ABOUT THIS EXERCISE: Write out the stretch of lines below that begins at the line with "-1203,13 +1221,21 @@" and ends at the line with "command.Dir = harness.repo.worktree", including both, exactly as given and nothing more.

SUPPLIED MATERIAL:
########
PR #3694, opened 2026-08-24
fix(app): surface corrupt state read errors in persistAssignments

mpazminoecl:
## Summary

`persistAssignments` silently swallowed read errors from `state.Read` when `state.json` existed but was unreadable (e.g. invalid JSON): it returned `nil`, so the caller's new model assignments were dropped without any warning to the user.

## Fix

- The fail-safe invariant is **preserved**: corrupt state is never overwritten.
- Read failures other than `os.ErrNotExist` are now wrapped (`read existing state: %w`) and returned, so the sync flow fails with a clear `persist model assignments: ...` message instead of losing assignments silently.
- `TestPersistAssignmentsSkipsCorruptState` now also asserts that the error is propagated (it previously ignored the return value).

## Verification

- `go build ./internal/app/` ✅
- `go test ./internal/app/ -count=1` — full package suite passes ✅
- `gofmt -l` clean on both touched files ✅

## Summary by CodeRabbit

- **Bug Fixes**
  - Improved handling of invalid or unreadable saved state files.
  - Prevents existing state from being overwritten when the saved data cannot be read.
  - Reports an error so failures are visible instead of being silently ignored.

- **Tests**
  - Added validation to ensure corrupt state data produces an appropriate error.

### DIFF
--- a/internal/app/app.go
+++ b/internal/app/app.go
@@ -912,9 +912,11 @@ func persistAssignments(homeDir string, selection model.Selection) error {
 	current, err := state.Read(homeDir)
 	if err != nil {
 		// State file may not exist yet (e.g. pre-state users). Other read
-		// failures, such as invalid JSON, must not overwrite existing state.
+		// failures, such as invalid JSON, must not overwrite existing
+		// state — and must not be swallowed either, otherwise the caller's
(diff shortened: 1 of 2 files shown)


mpazminoecl:
Closing and reopening from my personal account.

PR #4125, opened 2026-09-04
test(e2e): keep OpenCode 4R bootstrap egress off the reviewer barrier

### LINKED ISSUE #4121: bug(e2e): OpenCode 4R journey races a live npm fetch against a hardcoded 30s barrier
### Pre-flight Checklist

### 📝 Bug Description

`TestOpenCodeRuntimeRunsFourBoundReviewersConcurrently` (`e2e/organicruntime/organic_runtime_test.go:977`) is flaky because it races OpenCode's **live npm registry bootstrap** against a **hardcoded 30-second barrier**.

The test config declares its provider with an unpinned npm package:

```go
"provider": {"loopback": {"npm": "@ai-sdk/openai-compatible", ...}}
```

and the transport plugin imports `@opencode-ai/plugin`. Meanwhile `organicEnvironment` (`:2988`) points `HOME` at a `t.TempDir()` and sets no `npm_config_cache` / `BUN_INSTALL`. Since the npm cache lives under `$HOME`, **every run starts cold** and OpenCode must fetch from the network before it can issue its first model call. The barrier at `:1228` gives it 30 seconds.

Root cause confirmed by X-raying the hung process 20s into a failure: it held **15 ESTABLISHED TLS connections to external hosts and zero to the loopback provider** — 14 to `104.16.{0,1,3}.34` (all in the A-record set of `registry.npmjs.org`) and 1 to `172.66.173.149` (`api.opencode.ai`). CPU was 0.4% with the main thread parked in `kevent64`: idle network wait, not a spin.

Two secondary defects make this far harder to diagnose than it should be:

1. **The failure message names the wrong component.** It reports `OpenCode did not schedule all four foreground reviewer requests`, but instrumentation shows `arrived=0` / `titleAnswered=false` — OpenCode never issued a single request, so the 4R scheduling path never executed. The message sends readers hunting a concurrency bug that does not exist.
2. **The timeout branch emits no diagnostics.** It is a bare `t.Fatal` that reports no `arrived`, `arrivals`, `maxInFlight`, `handlerFailure`, or subprocess output — unlike its sibling `case result := <-run:` branch, which prints both error and output. From CI logs alone the failure is undiagnosable.

Note the contrast with the sibling test at `:888`: it also writes the same plugin and launches OpenCode, but passes in ~7-8s because it runs behind a **loopback denying proxy**, which fails external fetches fast instead of hanging on them. The mitigation already exists in this suite; it is simply not applied to this test.

### 🔄 Steps to Reproduce

1. Install the pinned runtime: `npm install --global opencode-ai@1.18.10` (matches `internal/versions/versions.go:17`).
2. Run the test in isolation, repeatedly:
   `GENTLE_AI_OPENCODE_RUNTIME_E2E=1 go test ./e2e/organicruntime -run '^TestOpenCodeRuntimeRunsFourBoundReviewersConcurrently$' -count=1`
3. Repeat 10+ times. Saturating all CPU cores during the run makes failures markedly more likely.

Measured locally: **7 FAIL / 6 PASS over 13 runs**, strictly bimodal — PASS ~12s, FAIL pinned at the 30s wall. Three consecutive passes on an idle machine; failure on the first run after saturating all cores.

### ✅ Expected Behavior

The test should assert 4R reviewer scheduling deterministically, without depending on live npm registry latency. Its outcome should not vary with network speed or machine load, and when it does fail it should report enough state to identify which stage failed.

### ❌ Actual Behavior

OpenCode spends the entire 30-second budget fetching npm dependencies over the network, never contacts the loopback provider, and the test fails claiming a 4R scheduling failure that never occurred. The subprocess stays alive throughout — `CombinedOutput` returns zero bytes — so the `case result := <-run:` branch never fires.

Observed in CI on PR #4102 (a documentation-only change that cannot reach this code path: the harness builds a temp repo and temp `HOME`, and `docs/` is excluded from the `go:embed` tree, as noted in `internal/cli/review_next_transition_docs_test.go:83`). The same job passed on four earlier heads of that branch and failed on three consecutive attempts at the fifth, whose only delta is 20 deleted lines of `README.md`.

### Gentle AI Version

gga v2.10.1

### Operating System

macOS

### AI Agent / Client

Claude Code

### 📋 Affected Area

Other

### 💡 Logs / Error Output

```shell
# CI (ubuntu-latest), PR #4102:
organic_runtime_test.go:1228: OpenCode did not schedule all four foreground reviewer requests
--- FAIL: TestOpenCodeRuntimeRunsFourBoundReviewersConcurrently (31.13s)

# Local run with the timeout branch temporarily instrumented:
DIAG arrived=0 inFlight=0 maxInFlight=0 settled=0 arrivals=map[] \
     titleAnswered=false tasksIssued=false handlerFailure=""
OPENCODE OUTPUT:
(empty)
ERR: signal: killed

# lsof on the hung process, 20s in (local IP redacted):
PID   STAT %CPU %MEM ELAPSED
31310 S     0.4  5.9   00:20

TCP <local>:57262->104.16.1.34:443    (ESTABLISHED)   # registry.npmjs.org
TCP <local>:57259->172.66.173.149:443 (ESTABLISHED)   # api.opencode.ai
TCP <local>:57294->104.16.1.34:443    (ESTABLISHED)   # registry.npmjs.org
... 15 external connections total, 0 to 127.0.0.1

# sample(1) main thread:
2619 kevent64 (in libsystem_kernel.dylib)   # idle network wait
```

### Additional Context

Suggested fixes, in order of value:

1. **Remove the live network dependency.** Either pre-warm/pin the npm dependencies for this test, or run it behind the same loopback denying proxy the sibling test at `:888` already uses.
2. **Fix the misattributing message.** It should not name 4R scheduling when no request was ever issued.
3. **Make the timeout branch diagnosable.** Dump `arrived`, `arrivals`, `maxInFlight`, `handlerFailure`, and the subprocess output, matching what the `<-run` branch already does.

The test file is unchanged since `cd4ab336` (2026-08-31), so this affects `main` today and is not specific to any one PR. On 2026-09-03 a sibling live-network test, `TestOpenCodeRuntimeIsPinnedForTheLiveProviderTransport`, also failed once on an unrelated branch — consistent with the same fragility class.

Denver2828:
## Linked Issue

Closes #4121

---

## PR Type

---

## Summary

`TestOpenCodeRuntimeRunsFourBoundReviewersConcurrently` starts OpenCode 1.18.10 against a fresh HOME. Before the first model request, OpenCode bootstraps `@opencode-ai/plugin@1.18.10` into every config directory (the temp HOME's `~/.config/opencode` and `OPENCODE_CONFIG_DIR`) through npm Arborist and refreshes models.dev; because the config directory carries an external plugin, plugin loading waits for that install. When the egress outlasts the 30 s barrier the test fails without ever reaching the loopback provider, the message blames 4R scheduling, and nothing is printed because the subprocess is still alive.

This PR keeps the accepted scope from the issue thread:

- reuses the loopback-denying proxy from the pinned transport test (new `loopbackDenyingProxyEnvironment` helper) so the bootstrap egress is refused at once, and sets `OPENCODE_DISABLE_MODELS_FETCH=1`; the transport plugin's `@opencode-ai/plugin` import is type-only, so the refused install has no effect on the session;
- keeps the 30 s barrier and the four-reviewer assertions unchanged;
- on the deadline, cancels the subprocess (through the shared `organicCommandContext`, which bounds the wait) and reports the barrier state (`tasksIssued`, `arrived`, `arrivals`, `maxInFlight`, `settled`, `handlerFailure`, denied egress count) with the collected output under a stage-neutral message; the early-exit branch reports the same state.

Measured on two Linux hosts with opencode 1.18.10: base fails at about 31 s while opencode holds dozens of concurrent TLS sockets to registry.npmjs.org (28 to 57 across runs on two hosts) plus one to api.opencode.ai, and none to models.dev; with this change the test passes in a few seconds (3.9 s on one host, 6.6 to 7.0 s on another), well inside the 30 s barrier, with zero external connections. Forcing a stall (never-answering proxy) now yields the new message with `process=signal: killed` and `tasksIssued=false arrived=0/4`.

---

## Changes

|-------------|-------------|
| `e2e/organicruntime/organic_runtime_test.go` | `loopbackDenyingProxyEnvironment` helper; 4R test runs OpenCode behind the loopback-denying proxy with `OPENCODE_DISABLE_MODELS_FETCH=1`; timeout branch cancels the subprocess and reports barrier state plus output with a stage-neutral message |

---

## AI Assistance

**Tool/model (if known):** Claude Code (Claude, model claude-fable-5-1)

**Material scope:** investigation of the OpenCode 1.18.10 startup path (Arborist install and models.dev refresh), the test change in `organic_runtime_test.go`, and the local verification runs.

**Verification performed:** commands in the Test Plan, executed on Linux (WSL2) with the pinned opencode 1.18.10; RED on `adf47dac` under natural conditions (five runs on the author host plus one on the audit host, all FAIL at about 31 s), GREEN on this branch on both hosts (all PASS in a few seconds with no external sockets), and a forced-stall run showing the new diagnostics.

---

## Test Plan

**Unit Tests**
```bash
go test ./e2e/organicruntime -count=1
```

**Go Format**
```bash
go run ./internal/gofmtcheck
```

**Targeted E2E (Linux, pinned opencode 1.18.10)**
```bash
GENTLE_AI_OPENCODE_RUNTIME_E2E=1 go test ./e2e/organicruntime -run 'TestOpenCodeRuntimeRunsFourBoundReviewersConcurrently$' -count=1 -v
```

**Benchmark Validation:** N/A — e2e harness change only; no review-lifecycle, gate, recovery, delivery, or benchmark code touched.

- [x] Unit tests pass (`go test ./e2e/organicruntime -count=1`: ok, 23 PASS / 6 env-gated SKIP)
- [ ] E2E tests pass (`cd e2e && ./docker-test.sh`) — not run locally (no Docker on the verification host); relying on CI
- [x] Manually tested locally: targeted test PASS in 3.9 s on this branch versus FAIL at 30.85 s on `adf47dac`; `TestOpenCodeRuntimeIsPinnedForTheLiveProviderTransport` could not run locally (no strace) and is unchanged

---

## Notes for Reviewers

The proxy makes the two Arborist installs fail immediately; OpenCode logs `NpmInstallFailedError (cause: rF: 403 Forbidden - GET https://registry.npmjs.org/@opencode-ai%2fplugin)` twice per run (once per config directory) in its own log under the temp HOME, not in the output the test collects; the run then proceeds because the plugin never needs the package at runtime. The sibling transport test keeps its inline proxy block; it can adopt the helper in a follow-up if desired.

## Summary by CodeRabbit

* **Tests**
  * Improved end-to-end coverage for concurrent bound-reviewer workflows.
  * Added validation that runtime operations behave correctly when outbound network access is restricted.
  * Enhanced failure reporting for timed-out workflows, including captured process output and reviewer activity details.
  * Prevented unnecessary model metadata refreshes during the test scenario.

### DIFF
--- a/e2e/organicruntime/organic_runtime_test.go
+++ b/e2e/organicruntime/organic_runtime_test.go
@@ -631,6 +631,22 @@ func (proxy *loopbackDenyingProxy) deniedRequests() int {
 	return proxy.requests
 }
 
+// loopbackDenyingProxyEnvironment routes every proxied protocol of a child
+// process through the loopback-denying proxy while loopback stays direct, so
+// an external request is refused instead of reaching the host network.
+func loopbackDenyingProxyEnvironment(proxy *loopbackDenyingProxy) []string {
+	return []string{
+		"HTTP_PROXY=" + proxy.URL,
+		"HTTPS_PROXY=" + proxy.URL,
+		"ALL_PROXY=" + proxy.URL,
+		"http_proxy=" + proxy.URL,
+		"https_proxy=" + proxy.URL,
+		"all_proxy=" + proxy.URL,
+		"NO_PROXY=127.0.0.1,localhost,::1",
+		"no_proxy=127.0.0.1,localhost,::1",
+	}
+}
+
 func denyingProxyTargetIsExternal(request *http.Request) bool {
 	host := request.URL.Hostname()
 	if host == "" {
@@ -1169,6 +1185,8 @@ func TestOpenCodeRuntimeRunsFourBoundReviewersConcurrently(t *testing.T) {
 		writeOpenCodeChatText(writer, "review task group complete")
 	}))
 	defer server.Close()
+	proxy := newLoopbackDenyingProxy(t)
+	defer proxy.Close()
 
 	configDirectory := t.TempDir()
 	pluginDirectory := filepath.Join(configDirectory, "plugins")
@@ -1203,13 +1221,21 @@ func TestOpenCodeRuntimeRunsFourBoundReviewersConcurrently(t *testing.T) {
 	}
 	ctx, cancel := context.WithTimeout(t.Context(), organicAgentTimeout)
 	defer cancel()
-	command := exec.CommandContext(ctx, binary, "run", "--format", "json", "--dir", harness.repo.worktree, "--model", "loopback/loopback", "start the grouped Go-bound reviewer tasks")
+	command := organicCommandContext(ctx, binary, "run", "--format", "json", "--dir", harness.repo.worktree, "--model", "loopback/loopback", "start the grouped Go-bound reviewer tasks")
 	command.Dir = harness.repo.worktree
 	command.Env = append(harness.environment(),
 		"OPENCODE_CONFIG_DIR="+configDirectory,
 		"OPENCODE_CONFIG_CONTENT="+string(config),
 		"PATH="+filepath.Dir(organicBinary)+string(os.PathListSeparator)+os.Getenv("PATH"),
+		// OpenCode startup bootstraps @opencode-ai/plugin into every config
+		// directory through npm Arborist and refreshes models.dev before it
+		// issues the first model request. Against the fresh HOME, that egress can
+		// outlast the barrier, so the loopback proxy refuses it and the models.dev
+		// refresh is switched off. The transport plugin's import of
+		// @opencode-ai/plugin is type-only, so the refused install costs nothing.
+		"OPENCODE_DISABLE_MODELS_FETCH=1",
 	)
+	command.Env = append(command.Env, loopbackDenyingProxyEnvironment(proxy)...)
 	type runResult struct {
 		output []byte
 		err    error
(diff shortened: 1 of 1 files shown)


egdev6:
Reopening this work as #4861, carrying your change with your authorship intact. This pull request was closed on 2026-09-20, and its fork is gone, so it cannot be reopened. The diff is unmodified: proxy-based egress denial, models.dev fetch off, the thirty-second barrier and the four-reviewer assertions kept, cancellation and output collection on timeout with the barrier state, and a stage-neutral message.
########
EXPECTED ANSWER:
@@ -1203,13 +1221,21 @@ func TestOpenCodeRuntimeRunsFourBoundReviewersConcurrently(t *testing.T) {
 	}
 	ctx, cancel := context.WithTimeout(t.Context(), organicAgentTimeout)
 	defer cancel()
-	command := exec.CommandContext(ctx, binary, "run", "--format", "json", "--dir", harness.repo.worktree, "--model", "loopback/loopback", "start the grouped Go-bound reviewer tasks")
+	command := organicCommandContext(ctx, binary, "run", "--format", "json", "--dir", harness.repo.worktree, "--model", "loopback/loopback", "start the grouped Go-bound reviewer tasks")
 	command.Dir = harness.repo.worktree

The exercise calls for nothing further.